§ Stored data entries:
- Opening Delimiter -
Issue #643, opened 2022-12-11
Use the color-scheme XDG portal on Linux for checking if the theme should be light/dark


X-m7:
Currently as I understand it TAO checks the current GTK theme to see if it contains "dark" in the name, however now there is a way to ask the desktop environment using XDG portals and D-Bus. The protocol was added [here](https://github.com/flatpak/xdg-desktop-portal/pull/633), and GNOME has provided documentation on how to use it [here](https://gitlab.gnome.org/GNOME/Initiatives/-/wikis/Dark-Style-Preference) (specifically see the "Other" section, which has example code written using C, SDL and GDBus/GIO, while the other sections assume libadwaita or libhandy is used).

The advantage of this method is that starting in GNOME 42 and elementaryOS 6 there is a global light/dark theme selector in their settings apps, which does not change the selected GTK theme, so only apps that check the portal setting will be able to follow that global light/dark preference. KDE Plasma also has such a light/dark setting, although ultimately the reported value from the portal is calculated using the selected colour scheme.

~~Also, using the portal to check the light/dark preference also means that apps will be able to respond immediately to the user switching between light and dark modes, while with the current method changing the GTK theme requires a restart of the apps.~~

declantsien:
> Also, using the portal to check the light/dark preference also means that apps will be able to respond immediately to the user switching between light and dark modes, while with the current method changing the GTK theme requires a restart of the apps.

This is not true... 
I believe Firefox/Chromium also uses only GTK themes.

If we decided to use XDG portal color-scheme, does that mean users have to install `xdg-desktop-portal-*` on their system. That is a overhead, IMO.

X-m7:
> I believe Firefox/Chromium also uses only GTK themes.

Firefox responds to my changing the colour scheme on KDE without changing the GTK theme (this effect is visible with the Alpenglow theme for example), so no it doesn't rely only on the GTK theme.

> If we decided to use XDG portal color-scheme, does that mean users have to install xdg-desktop-portal-* on their system.

That is already a necessity for anyone using Flatpak and Snap applications (so they can do things like open files without having to give them access to the entire system), as well as anyone wanting to do things like screen recording on Wayland (at least without apps needing to use private compositor specific APIs).

I think the ideal solution would be to prefer using the portal if it is present and a preference has been set (in case either the portal does not exist or the portal backend does not have support for that preference), and otherwise use the current method with the GTK theme name.

declantsien:
[...]

PR #1141, opened 2025-08-29
feat(linux): Add support for system color scheme using xdg-desktop-portal

haecker-felix:
Use the Linux XDG Desktop Portal to add support for the system color scheme. This works independently of the Linux distribution, desktop environment or toolkit used. If the system colour scheme changes to "dark mode", the window will adjust automatically.

For reference: https://flatpak.github.io/xdg-desktop-portal/docs/doc-org.freedesktop.portal.Settings.html

[Screencast From 2025-08-29 09-30-17.webm](https://github.com/user-attachments/assets/39eac1b8-2132-4bca-80fb-43264d750753)

Closes: 
- https://github.com/tauri-apps/tao/issues/643
- https://github.com/tauri-apps/tauri/issues/9427
- https://github.com/DioxusLabs/dioxus/issues/3700

### DIFF
--- a/src/event.rs
+++ b/src/event.rs
@@ -412,7 +412,7 @@ pub enum WindowEvent<'a> {
   ///
   /// ## Platform-specific
   ///
-  /// - **Linux / Android / iOS:** Unsupported
+  /// - **Android / iOS:** Unsupported
   ThemeChanged(Theme),
 
   /// The window decorations has been clicked.
--- a/.changes/linux-system-color-scheme.md
+++ b/.changes/linux-system-color-scheme.md
@@ -2,4 +2,4 @@
 tao: minor
 ---
 
-Use the Linux XDG Desktop Portal to add support for the system color scheme. This works independently of the Linux distribution, desktop environment or toolkit used. If the system colour scheme changes to "dark mode", the window will adjust automatically.
+Use the Linux XDG Desktop Portal to add support for the system color scheme. Needs `dbus` feature flag.
--- a/.changes/linux-system-color-scheme.md
+++ b/.changes/linux-system-color-scheme.md
@@ -1,0 +1,5 @@
+---
+tao: minor
+---
+
+Use the Linux XDG Desktop Portal to add support for the system color scheme. This works independently of the Linux distribution, desktop environment or toolkit used. If the system colour scheme changes to "dark mode", the window will adjust automatically.
--- a/Cargo.lock
+++ b/Cargo.lock
@@ -109,6 +109,177 @@ source = "registry+https://github.com/rust-lang/crates.io-index"
 checksum = "175571dd1d178ced59193a6fc02dde1b972eb0bc56c892cde9beeceac5bf0f6b"
 
 [[package]]
+name = "ashpd"
+version = "0.12.0"
+source = "registry+https://github.com/rust-lang/crates.io-index"
+checksum = "da0986d5b4f0802160191ad75f8d33ada000558757db3defb70299ca95d9fcbd"
+dependencies = [
+ "async-fs",
+ "async-net",
+ "enumflags2",
+ "futures-channel",
+ "futures-util",
+ "rand 0.9.2",
+ "serde",
+ "serde_repr",
+ "url",
+ "zbus",
+]
+
+[[package]]
+name = "async-broadcast"
+version = "0.7.2"
+source = "registry+https://github.com/rust-lang/crates.io-index"
+checksum = "435a87a52755b8f27fcf321ac4f04b2802e337c8c4872923137471ec39c37532"
+dependencies = [
+ "event-listener",
+ "event-listener-strategy",
+ "futures-core",
+ "pin-project-lite",
+]
+
+[[package]]
+name = "async-channel"
+version = "2.5.0"
+source = "registry+https://github.com/rust-lang/crates.io-index"
+checksum = "924ed96dd52d1b75e9c1a3e6275715fd320f5f9439fb5a4a11fa51f4221158d2"
+dependencies = [
+ "concurrent-queue",
+ "event-listener-strategy",
+ "futures-core",
+ "pin-project-lite",
+]
+
+[[package]]
+name = "async-executor"
+version = "1.13.3"
+source = "registry+https://github.com/rust-lang/crates.io-index"
+checksum = "497c00e0fd83a72a79a39fcbd8e3e2f055d6f6c7e025f3b3d91f4f8e76527fb8"
+dependencies = [
+ "async-task",
+ "concurrent-queue",
+ "fastrand",
+ "futures-lite",
+ "pin-project-lite",
+ "slab",
+]
+
+[[package]]
+name = "async-fs"
+version = "2.1.3"
+source = "registry+https://github.com/rust-lang/crates.io-index"
+checksum = "09f7e37c0ed80b2a977691c47dae8625cfb21e205827106c64f7c588766b2e50"
+dependencies = [
+ "async-lock",
+ "blocking",
+ "futures-lite",
+]
+
+[[package]]
+name = "async-io"
+version = "2.5.0"
+source = "registry+https://github.com/rust-lang/crates.io-index"
+checksum = "19634d6336019ef220f09fd31168ce5c184b295cbf80345437cc36094ef223ca"
+dependencies = [
+ "async-lock",
+ "cfg-if",
+ "concurrent-queue",
+ "futures-io",
+ "futures-lite",
+ "parking",
+ "polling",
+ "rustix 1.0.8",
+ "slab",
+ "windows-sys 0.60.2",
+]
+
+[[package]]
+name = "async-lock"
+version = "3.4.1"
+source = "registry+https://github.com/rust-lang/crates.io-index"
+checksum = "5fd03604047cee9b6ce9de9f70c6cd540a0520c813cbd49bae61f33ab80ed1dc"
+dependencies = [
+ "event-listener",
+ "event-listener-strategy",
+ "pin-project-lite",
+]
+
+[[package]]
+name = "async-net"
+version = "2.0.0"
+source = "registry+https://github.com/rust-lang/crates.io-index"
+checksum = "b948000fad4873c1c9339d60f2623323a0cfd3816e5181033c6a5cb68b2accf7"
+dependencies = [
+ "async-io",
+ "blocking",
+ "futures-lite",
+]
+
+[[package]]
+name = "async-process"
+version = "2.4.0"
+source = "registry+https://github.com/rust-lang/crates.io-index"
+checksum = "65daa13722ad51e6ab1a1b9c01299142bc75135b337923cfa10e79bbbd669f00"
+dependencies = [
+ "async-channel",
+ "async-io",
+ "async-lock",
+ "async-signal",
+ "async-task",
+ "blocking",
+ "cfg-if",
+ "event-listener",
+ "futures-lite",
+ "rustix 1.0.8",
+]
+
+[[package]]
+name = "async-recursion"
+version = "1.1.1"
+source = "registry+https://github.com/rust-lang/crates.io-index"
+checksum = "3b43422f69d8ff38f95f1b2bb76517c91589a924d1559a0e935d7c8ce0274c11"
+dependencies = [
+ "proc-macro2",
+ "quote",
+ "syn 2.0.96",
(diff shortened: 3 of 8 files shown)


haecker-felix:
> error: package `zvariant v5.7.0` cannot be built because it requires rustc 1.77 or newer, while the currently active rustc version is 1.74.1

I downgraded `ashpd` from `0.12` to `0.7` with the hope that this will make it possible to compile with rustc 1.74. Alternatively, would it be an option to upgrade rustc to something newer?

FabianLars:
1.77 is fine since that's tauri's msrv

FabianLars:
the real problem though is the dependence on tokio or smol as we try or tried to keep tao and wry runtime agnostic and using dbus/zbus would also make it harder to get back to winit https://github.com/rust-windowing/winit/issues/1549 🤔 

really not sure how to proceed so i'll wait for feedback from the others.

does ashpd require the `tokio` or `async-std` feature flag to be enabled or could it work without either as well? (if it requires one i think tokio makes more sense since we use that downstream)

haecker-felix:
> 1.77 is fine since that's tauri's msrv

Ah, good to know! But let's wait for others feedback first before making any further changes.

> does ashpd require the tokio or async-std feature flag to be enabled or could it work without either as well? (if it requires one i think tokio makes more sense since we use that downstream)

I could switch to tokio, but that would likely require [async-compat](https://crates.io/crates/async-compat) then, as it's not possible to spawn tokio futures directly from glib. But yes, ashpd either requires the `async-std` or `tokio` feature to be enabled.

FabianLars:
hmm that sucks 😅

Hofer-Julian:
@FabianLars if the dependency on any async runtime is truly a blocker, we could also directly call the portal with dbus. That would suck though, since we'd basically re-implement parts of ashpd then.

You mentioned that you'll wait for feedback from others, who specifically do you mean?

FabianLars:
@amrbashir is the closest we have to a tao maintainer though idk how active he is at the moment. If he's unavail or has no opinion we could also ask @lucasfernog and @Legend-Master . If they don't have an opinion either i'll have to follow whatever winit decides/decided on 🤷

Legend-Master:
`ashpd` uses `zbus` underneath the hood and `zbus` seems to be an `async` based crate, so unless we use something like `dbus-rs` and implement the theme settings ourselves (which doesn't seem to be that hard from the `ashpd` implementation, not sure with `dbus-rs` though), we'll need an async runtime

If we are going with the async runtime route, I think it'll have to be in feature flags, defaults could be discussed though

Hofer-Julian:
What would be your preference @Legend-Master?

Reimplement with dbus-rs or using ashpd?

Legend-Master:
> What would be your preference @Legend-Master?
> 
> Reimplement with dbus-rs or using ashpd?

I don't know how much work would it take to re-implement it in `dbus-rs`, if that's manageable then I would prefer that as that makes the API simpler (no need to think about the async runtime when using `tao`)

haecker-felix:
Reimplemented using dbus-rs instead of ashpd/zbus :+1:

FabianLars:
sorry i was away over the weekend. we actually deliberately got rid of dbus-rs in the past eg https://github.com/tauri-apps/tauri/pull/6332 so idk how to feel about this. I think i'll pull myself out of this PR (i'm away for 2 weeks anyway).

haecker-felix:
I will wait with further changes until it is clear what is desired and what is not :/

To summarize, the current available options are:
1. `ashpd`/`zbus` + `smol` runtime (allows reusing of already existing glib main thread / context)
2. `ashpd`/`zbus` + `tokio` runtime
3. `dbus-rs` (no async runtime, but needs dedicated thread with message passing)

Legend-Master:
> we actually deliberately got rid of dbus-rs in the past

Do you remember the reason for that? (also it seems like tauri currently doesn't depend on dbus nor zbus)

> dbus-rs (no async runtime, but needs dedicated thread with message passing)

Personally I would prefer this, but take my opinion with a pinch of salt, I'm not the most familiar with the Linux ecosystem

Also I feel like we shouldn't be as strict as winit when considering these things, that's part of the reason why we branched out right?

And, I'm travelling from 11th to ~25th this month so I probably can't reply between this time period

FabianLars:
> Do you remember the reason for that? 

Linked in the PR. basically linking to a system library was a pain 🤷 

> (also it seems like tauri currently doesn't depend on dbus nor zbus)

correct, a few plugins use zbus (single-instance and notification come to mind)

> Also I feel like we shouldn't be as strict as winit when considering these things, that's part of the reason why we branched out right?

to a degree yes, but we're also looking to get back to winit. as long as we still use webkitgtk we still need our own linux backend though (much work on their side going on to make that possible next release(s))

> And, I'm travelling from 11th to ~25th this month so I probably can't reply between this time period

Safe travels and have fun :)

haecker-felix:
Hey folks, I hope you had a great vacation / time off! :)

I wanted to follow up to see if there is any new info on how we are proceeding with this PR so that Linux will get dark mode support as well. I summarized the possible options in https://github.com/tauri-apps/tao/pull/1141#issuecomment-3266723853 - let me know what you think.

FabianLars:
I believe re-introducing dbus-rs should be avoided if possible. Knowing the zbus community we probably would get a PR "fixing" that later on :D

Also whatever we'll use we should put the dependency behind a feature flag.

Speaking of, how about we mirror rfd's approach and offer both zbus-tokio and zbus-smol/async-std ? I'd really love to avoid the latter in tauri downstream (even considering the downsides of the tokio version you mentioned) but it may help other tao consumers not using tauri.

> [about winit] as long as we still use webkitgtk we still need our own linux backend though 

btw, without this i would have turned down this PR in favor of something downstream (easy to do but obv would keep ThemeChange noop on linux)

src/event.rs
```diff
@@ -412,7 +412,7 @@ pub enum WindowEvent<'a> {
   ///
   /// ## Platform-specific
   ///
-  /// - **Linux / Android / iOS:** Unsupported
+  /// - **Android / iOS:** Unsupported
```
FabianLars, line 415: judging by the win/mac impls you'll need to emit this event manually which i don't think you do yet.

Legend-Master:
> Speaking of, how about we mirror rfd's approach and offer both zbus-tokio and zbus-smol/async-std ?

If we can't use `dbus-rs` here, this would be the preferred way for me as well

haecker-felix:
> I believe re-introducing dbus-rs should be avoided if possible. Knowing the zbus community we probably would get a PR "fixing" that later on :D

Alright, `zbus` then, no `dbus-rs` :)

> Also whatever we'll use we should put the dependency behind a feature flag.

Just to make sure, if I understood you correctly, I would add a `async-std` and `tokio` feature flag, and enable the `async-std` one by default (to mirror `rfd` here)? Consumers would need to pick either `async-std` or `zbus` then.

FabianLars:
yep. though i don't care which flag will be the default, we could even have neither in the defaults 🤷

Hofer-Julian:
> yep. though i don't care which flag will be the default, we could even have neither in the defaults 🤷

If possible, it would be great, of course if the system color scheme would *just work* without developers manually opting in to it 😀

haecker-felix:
It's now possible to choose between `async-std` and `tokio`, defaulting to `async-std`. 

If you don't choose anything, or have `default-features = false`, you get a compile-time error: 

```
error: Either the `async-std` or the `tokio` feature has to be enabled
  --> /var/home/haeckerfelix/.cargo/registry/src/index.crates.io-1949cf8c6b5b557f/ashpd-0.12.0/src/lib.rs:12:1
   |
12 | compile_error!("Either the `async-std` or the `tokio` feature has to be enabled");
   | ^^^^^^^^^^^^^^^^^^^^^^^^^^^^^^^^^^^^^^^^^^^^^^^^^^^^^^^^^^^^^^^^^^^^^^^^^^^^^^^^^
```

This means that if consumers of `tao` set `default-features = false`, they must explicitly enable either the `async-std` or `tokio` feature.

src/event.rs
haecker-felix: Good catch, fixed it :+1:

FabianLars:
Thanks for implementing the feature flags!

> This means that if consumers of tao set default-features = false, they must explicitly enable either the async-std or tokio feature.

This is a bit of a no-go since we have to keep a tokio & asyncstd free option for a few users. Should be an easy fix though by marking the 3 deps as optional and having both feature flags enable it. plus a few `#[cfg(any(feature = "tokio", feature = "async-std"))]` flags in the code.

> If possible, it would be great, of course if the system color scheme would just work without developers manually opting in to it 😀

I get the sentiment but the lockfile change is a bit intense so we shouldn't take that decision lightly.

haecker-felix:
> This is a bit of a no-go since we have to keep a tokio & asyncstd free option for a few users.

Done 👍 

> I get the sentiment but the lockfile change is a bit intense so we shouldn't take that decision lightly.

I understand your concerns, but I fear that if this is not enabled by default on Tauri's side, hardly any developers will actively opt in - which would be a shame, because Tauri is one of the few remaining frameworks that does not yet support the new system “color-scheme” standard on Linux environments.

FabianLars:
it will be enabled on the tauri side (without opt-out probably) which is also why i wanted a tokio option cause that would make the most sense there. my concerns were only about tao (and wry) for those hardcore users (or those building frameworks on top of it like dioxus)

Hofer-Julian:
I am happy to hear that, seems like we misunderstood your intentions :)

Hofer-Julian:
Hey @FabianLars!

@haecker-felix made both tokio and async-std opt-in in https://github.com/tauri-apps/tao/pull/1141/commits/a7104e767070440ea9e7ef19a0ce31e75577a701

Is there anything else to be done before we can get this merged? :)

Andrew15-5:
One nitpick I have is that `Cargo.toml` now lost its EOL newline at EOF, which is not great for diffs. And it's not even consistent, as the new `src/platform_impl/linux/portal.rs` file has it. Though I haven't looked at all other files.

FabianLars:
sorry for the silence here. end of last year and beginning of the new year was an insanely busy time for me. Another reason was that i wanted to see how https://github.com/PolyMeilex/rfd/pull/286 plays out (they removed zbus again).
I'm still pretty busy this and probably next week but will get back to you then. We're not talking about months this time 😅 sorry again.

FabianLars:
I absolutely hate myself for it but i changed my mind, i'm so sorry for the time you wasted. Can we go back to dbus-rs? Perhaps in a follow-up PR we can do something like rfd and get rid of that as well (but really, in a follow-up! let's get it working first).

Since tao is specifically for tauri which depends on libdbus because of webkitgtk anyway it should be fine to use it here as well. Perhaps behind a default feature though just in case someone needs to disable it.

Hofer-Julian:
@FabianLars I switched back to dbus-rs. I really hope that this is now the last time we have to do this switcheroo

FabianLars:
no promises hehe

src/event.rs
FabianLars, line 415:
```suggestion
  /// - **Linux**: Needs `dbus` feature (enabled by default).
  /// - **Android / iOS:** Unsupported
```

Hofer-Julian:
@FabianLars can you please approve the workflow?

Hofer-Julian:
@FabianLars seems like it's difficult to get this to work without bumping the MSRV. Would you be fine with bumping it from `1.74` to `1.85`?

FabianLars:
sadly not, 1.77 is our current max. I tested felix' old commit https://github.com/tauri-apps/tao/commit/7c04b0687167aa39a2eb05e3a9e48882e9e9ff46 a few days ago and that seemed to work fine. Should we roll back to that? (missing the `fix: Emit ThemeChanged events` commit tho)  Seems like he also copied that to a backup branch https://github.com/haecker-felix/tao/tree/color-scheme-dbus-rs

i think i have a few minutes free some time this weekend so i could do that if you're okay with that approach - would also solve the problem with the unsigned commits 😅

Hofer-Julian:
> i think i have a few minutes free some time this weekend so i could do that if you're okay with that approach - would also solve the problem with the unsigned commits 😅

That would be much appreciated. Let me know if you need help with verifying that it actually works :)

FabianLars (approved):

Hofer-Julian:
Thank you @FabianLars!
- Closing Delimiter -
§ WHAT IS NEEDED: Copy out every line of the records that the string "lightly" appears in.

§ RESULT OF THE TASK:
I get the sentiment but the lockfile change is a bit intense so we shouldn't take that decision lightly.
> I get the sentiment but the lockfile change is a bit intense so we shouldn't take that decision lightly.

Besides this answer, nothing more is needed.